Весьма довольный своим афоризмом, гость хохотнул и величественно отошел в сторону, оставив после себя аромат сигары, шампанского и самой лучшей мужской косметики.

"Если я когда-нибудь стану столь же сказочно богатым, - задумался Перегрин, - превращусь ли я в такого же индюка? Или это неизбежно?"

Он обнаружил, что стоит рядом с Эмили Данн, той, что помогала в магазине Джереми и которая должна была играть Джоан Харт в "Перчатке". Роль она получила после прослушивания, к тому же Перегрин видел ее прежде в роли Гермии в постановке "Сна в летнюю ночь".

У нее были темные глаза и чувственный рот. Перегрин находил ее очень неглупой девушкой, и ему нравился ее глубокий голос.

- Принести вам шампанского? - спросил Перегрин. - И не хотели бы вы чего-нибудь перекусить?

- Да и нет, спасибо, - ответила Эмили. - Ваша пьеса просто замечательная. И роль мне нравится. Поверить не могу своему везению.

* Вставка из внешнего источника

Issue #667, opened 2019-12-21
Version 0.10.0


tomchristie:
Let's get squared away what we need for Version 0.10.0.

The key here is we need to make sure we've sorted out any API that'd block us from reintroducing the sync API, so...

* [x] Let's drop `.read()` from `Request` - It's not documented anywhere, not *actually* required by users, and the content is available on `request.stream` if absolutely needed. #679
* [x] We need `Response.read()` and `Response.close()` to be `Response.aread()` and `Response.aclose()`. The only point where this is relevant is users performing conditional reads inside a `with httpx.stream(method, url) as response` block. #674
* [x] We ought to have `Client.close()` become `Client.aclose()` for consistency. #675
* [x] Good point to get #617 in.
* [x] We'll need to change `response.next()`. We could *either* underspecify the return type, and allow it to be either sync or async depending on the context, *or* we use `response.anext()` and `response.next()`. #676
* [ ] ~Good point to address~ #656.
* [x] *Potentially* we could introduce an `httpx.AsyncClient` synonm for `httpx.Client`, and advise our users to switch towards that usage, so that there's no breaking changes for them once we fully reintroduce a sync API all the way through. #680

florimondmanca:
> *or* we use `response.anext()` and `response.next()`

Keen on this. :+1:

florimondmanca:
Regarding `.aclose()` — I think we probably want to switch to that naming for all our other `.close()` operations too, if only for consistency.

In particular, this would be consistent with the overall convention in the async ecosystem — e.g. [`AsyncExitStack`](https://docs.python.org/3/library/contextlib.html#contextlib.AsyncExitStack.aclose), `async_generator`'s [`aclosing`](https://github.com/python-trio/async_generator/blob/9f0e08c762dc2b9e18a38e8dd714790a319ed836/async_generator/_util.py#L6) (async equivalent of [`contextlib.closing`](https://docs.python.org/3/library/contextlib.html#contextlib.closing)), etc.

tomchristie:
Pragmatically I think we probably just want to make the response/request changes and document them. If we don’t do that we’ll be blocked from reintroducing the sync API. They only affect anyone using conditional reads in streaming responses, and we’ve got clear messaging about pinning versions.

florimondmanca:
> If we don’t do that we’ll be blocked from reintroducing the sync API.

Yes, that's a good point. Same for `Client`, then, yes?

tomchristie:
Probably yes.

[...]

PR #676, opened 2019-12-21
Rename 'next' to 'anext' on Response

florimondmanca:
Refs #667

### DIFF
--- a/httpx/client.py
+++ b/httpx/client.py
@@ -476,12 +476,7 @@ class Client:
 
             if not allow_redirects:
                 response.call_next = functools.partial(
-                    # NOTE: not using 'self.send_handling_redirects' here, because
-                    # 'call_next' must reference a function (instead
-                    # of a method). This ensures that 'inspect.iscoroutinefunction()'
-                    # checks behave properly.
-                    Client.send_handling_redirects,
-                    self,
+                    self.send_handling_redirects,
                     request=request,
                     auth=auth,
                     verify=verify,
--- a/httpx/client.py
+++ b/httpx/client.py
@@ -476,7 +476,12 @@ class Client:
 
             if not allow_redirects:
                 response.call_next = functools.partial(
-                    self.send_handling_redirects,
+                    # NOTE: not using 'self.send_handling_redirects' here, because
+                    # 'call_next' must reference a function (instead
+                    # of a method). This ensures that 'inspect.iscoroutinefunction()'
+                    # checks behave properly.
+                    Client.send_handling_redirects,
+                    self,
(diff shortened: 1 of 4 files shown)


httpx/client.py
```diff
@@ -476,7 +476,12 @@ def setup_auth(
 
             if not allow_redirects:
                 response.call_next = functools.partial(
-                    self.send_handling_redirects,
+                    # NOTE: not using 'self.send_handling_redirects' here, because
+                    # 'call_next' must reference a function (instead
+                    # of a method). This ensures that 'inspect.iscoroutinefunction()'
+                    # checks behave properly.
+                    Client.send_handling_redirects,
+                    self,
```
florimondmanca: Yes, that's surprising, and essentially boils down to…

```python
import inspect

class Foo:
    async def bar(self):
        pass

foo = Foo()
print(inspect.iscoroutinefunction(foo.bar))  # False
```

`functools.partial` is not in fault here, since `inspect.is*function` checks unwrap any `partial` down to the underlying function/method.

The "issue" is that `inspect.is*function` has a check on `inspect.isfunction()` (which, er, seems logicial because they both have "function" in there). But in this case `foo.bar` refers to a *method*, [which is different from a function](https://stackoverflow.com/questions/17019949/why-is-there-a-difference-between-inspect-ismethod-and-inspect-isfunction-from-p) in Python 3.

To get a function, we must reach to the unbound method, so:

```python
print(inspect.iscoroutinefunction(Foo.bar))  # True
```

httpx/models.py
```diff
@@ -922,13 +923,14 @@ def raw(self):  # type: ignore
...
 
-    async def next(self) -> "Response":
+    async def anext(self) -> "Response":
         """
         Get the next response from a redirect response.
         """
         if not self.is_redirect:
             raise NotRedirectResponse()
         assert self.call_next is not None
+        assert inspect.iscoroutinefunction(self.call_next)
```
tomchristie: I wouldn’t bother making this functional change, or the associated `partial` change. Let’s just do a straight name change and leave it at that. We can look at any extra type smart when we introduce `.next()`

httpx/client.py
florimondmanca: Strangely, this workaround doesn't work on 3.6 and 3.7 — CI is failing for those versions. 😕

httpx/models.py
florimondmanca: Yeah, sure, that'd fix it *for now* — but we might bump into this again when looking at `.next()`. Anyway, will remove this check for now so we can move on.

А еще я не могу поверить, что нахожусь в новом Дельфине".

- Мне показалось, что вы читали с явным удовольствием и с очень верной интонацией. Жаль, что Джоан была сестрой Уильяма, потому что она была единственной женщиной из его окружения, кто мог бы стать ему хорошей женой.

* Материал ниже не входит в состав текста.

PR #677, opened 2019-12-21
Type-check test_cookies.py

florimondmanca:
More tests type-checking, refs #650.

### DIFF
--- a/tests/client/test_cookies.py
+++ b/tests/client/test_cookies.py
@@ -22,10 +22,12 @@ class MockDispatch(Dispatcher):
         elif request.url.path.startswith("/set_cookie"):
             headers = {"set-cookie": "example-name=example-value"}
             return Response(200, headers=headers, request=request)
+        else:
+            raise NotImplementedError  # pragma: no cover
 
 
 @pytest.mark.asyncio
-async def test_set_cookie():
+async def test_set_cookie() -> None:
     """
     Send a request including a cookie.
     """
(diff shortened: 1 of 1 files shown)


tests/client/test_cookies.py
```diff
@@ -99,21 +101,21 @@ class MockDispatch(Dispatcher):
...
         comment_url=None,
-        rest={"HttpOnly": None},
+        rest={"HttpOnly": ""},
         rfc2109=False,
     )
     cookies.set_cookie(cookie)
 
     client = Client(dispatch=MockDispatch())
-    client.cookies = cookies
+    client.cookies = cookies  # type: ignore
```
florimondmanca: mypy doesn't yet support setters that accept arguments of a different type than what is returned by the getter. The official position is to `# type: ignore` for now. See: https://github.com/python/mypy/issues/3004

tomchristie: Hrm. Well, it *is* a strange usage. Got me thinking that maybe we just shouldn’t be doing that in the first place...

Instead, we could enforce this style:

`client.cookies = httpx.Cookies(...)`

That’s possibly less surprising than setting the cookies to a dict, but having it return a Cookies instance.

We would probably want to hard check the type.

Obvs same would apply to the other setters too.

Thoughts?

florimondmanca: Yup, sure, that would sound good to me. :-)

florimondmanca: -> https://github.com/encode/httpx/pull/678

- Да, вы правы, жаль. Вам нравятся такие вечеринки?

- Не особенно, но я каждый раз надеюсь, а вдруг понравится.

- А я даже надеяться перестала… Знаете, я хочу вам кое-что рассказать о "Дельфине". Когда я работала в "Русалке" год назад, я часто смотрела из окна на "Дельфин", расположенный на противоположном берегу реки. И вот однажды я пересекла мост Черных братьев, пришла на улицу Речников и долго стояла и смотрела на него. А потом один очень старый рабочий сцены рассказал мне, что его отец работал на занавесе у Адольфуса Руби. А еще у меня есть книжка. Я купила ее в одной дешевой лавчонке, она называется "Котурны и подмостки". Написана ужасно, но в ней есть очень хорошие фотографии, а "Дельфин" выглядит лучше всех.